## Work order
Search the data below for the string "IsCustomDevelopment". Extract every line that contains it.

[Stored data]
PR #1461, opened 2018-06-13
Inherit web-specific IHostingEnvironment and IApplicationLifetime from the Generic Host ones

### LINKED ISSUE #1447: Make web specific IHostingEnvironment and IApplicationLifetime inherit from generic host versions
We made the concrete implementations work this way so that you could write types that took in IHostingEnvironment and IApplicationLifetime but we didn't do it for the interfaces themselves. If you have methods that take the generic IHostingEnvironment and IApplicationLifetime, then you can't just pass the implementation you got from the web host into these methods e.g.

Library

```C#
public static class CustomEnvironmentExtensions
{
    public static bool IsCustomDevelopment(this Extensions.Hosting.IHostingEnvironment env) { ... }
}
```

ASP.NET Core app

```C#
public void Configure(IHostingEnvironment env)
{
    // This is a compile error
    if (env.IsCustomDevelopment())
    {
        
    }
}
```

See https://github.com/aspnet/Hosting/issues/1218#issuecomment-394956520 for more info.

henkmollema:
Resolves #1447 and contributes to #1218.

/cc @davidfowl

### DIFF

## Solution
    public static bool IsCustomDevelopment(this Extensions.Hosting.IHostingEnvironment env) { ... }
    if (env.IsCustomDevelopment())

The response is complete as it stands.